### [Work to complete]
Filter the listing and keep only the lines with the word "bajour".

### [Task data]
PR #1318, opened 2024-05-07
fix: various fixes for bajour, pagination for authors/articles

Itrulia:


libs/image/website/src/lib/image.context.tsx
```diff
@@ -0,0 +1,22 @@
+import {BuilderImageProviderProps} from '@wepublish/website/builder'
+import {mergeDeepLeft} from 'ramda'
+import {createContext, useContext, useMemo} from 'react'
+
+export const ImageContext = createContext<BuilderImageProviderProps>({})
```
Itrulia, line 5: Allows now to override props given to the image, this allows one to set square to true and not just set aspect-ratio to 1.

apps/bajour/pages/profile/index.tsx
```diff
@@ -26,7 +26,7 @@ function Profile() {
     <Container>
       <ProfileWrapper>
         <H4 component={'h1'}>Profil</H4>
-        <PersonalDataFormContainer mediaEmail="info@wepublish.dev" />
+        <PersonalDataFormContainer mediaEmail="info@bajour.ch" />
```
antkiewiczk, line 29: 👍

antkiewiczk (approved):
good that you also changed it in website example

### [Answer space]
fix: various fixes for bajour, pagination for authors/articles
apps/bajour/pages/profile/index.tsx
+        <PersonalDataFormContainer mediaEmail="info@bajour.ch" />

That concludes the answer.